# [Work item]
From the entries below, please output exactly the lines starting at the one containing "- Better buildQ" and ending at the one containing "shiftQBR1 bq of", both included.

# [The input]
PR #1108, opened 2025-02-16
unified approach for different cases

qxrein:
- Better buildQ implementation to handle all cases consistently
- Added proper handling of the case where all trailing zeros are in the lower word
- Improved the calculation of trailing zeros by considering both words together
- Added proper bounds checking for the shift operations

### DIFF
--- a/containers/src/Utils/Containers/Internal/BitQueue.hs
+++ b/containers/src/Utils/Containers/Internal/BitQueue.hs
@@ -86,15 +86,17 @@ snocQB bq b = case shiftQBR1 bq of
 -- off.
 {-# INLINE buildQ #-}
 buildQ :: BitQueueB -> BitQueue
-buildQ (BQB hi 0) = BQ (BQB 0 lo') where
-  zeros = countTrailingZeros hi
-  lo' = ((hi `shiftRL` 1) .|. (1 `shiftLL` (wordSize - 1))) `shiftRL` zeros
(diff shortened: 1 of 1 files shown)


treeowl:
This type exists for speed. Things like proper bounds checking aren't entirely necessary. How does this change affect performance?

qxrein:
I am really sorry for recommending changes that would have compromised performance in a module explicitly designed for speed. You're absolutely right - this implementation relies on pattern matching and direct code paths that the compiler can optimize effectively.
I am closing this PR and again sorry for this, thanks for consideration.

meooow25:
No need to apologize, treeowl only asked you about the effect on performance. It wasn't a rejection.
The motivation for this change is also unclear to me. You're making some changes but you haven't explained why.

Feel free to reopen if you wish to continue.

qxrein:
>No need to apologize, treeowl only asked you about the effect on performance. It wasn't a rejection.

I am new to contributing to the Haskell organization, and really look forward to expertise within this community. I value your input as I’m still learning, and I appreciate the guidance as you guys are more experienced in this community. About the PR I opened, @treeowl was correct, after rechecking I found that this change could have negatively impacted performance. I’ll make sure to take that into account moving forward.

>The motivation for this change is also unclear to me. You're making some changes but you haven't explained why.

I was trying to make it look more readable that's it. Again, sorry for that - I'll research more on this thing and reopen this PR if I find better solution, thanks for this motivation.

# [Problem solution]
- Better buildQ implementation to handle all cases consistently
- Added proper handling of the case where all trailing zeros are in the lower word
- Improved the calculation of trailing zeros by considering both words together
- Added proper bounds checking for the shift operations

### DIFF
--- a/containers/src/Utils/Containers/Internal/BitQueue.hs
+++ b/containers/src/Utils/Containers/Internal/BitQueue.hs
@@ -86,15 +86,17 @@ snocQB bq b = case shiftQBR1 bq of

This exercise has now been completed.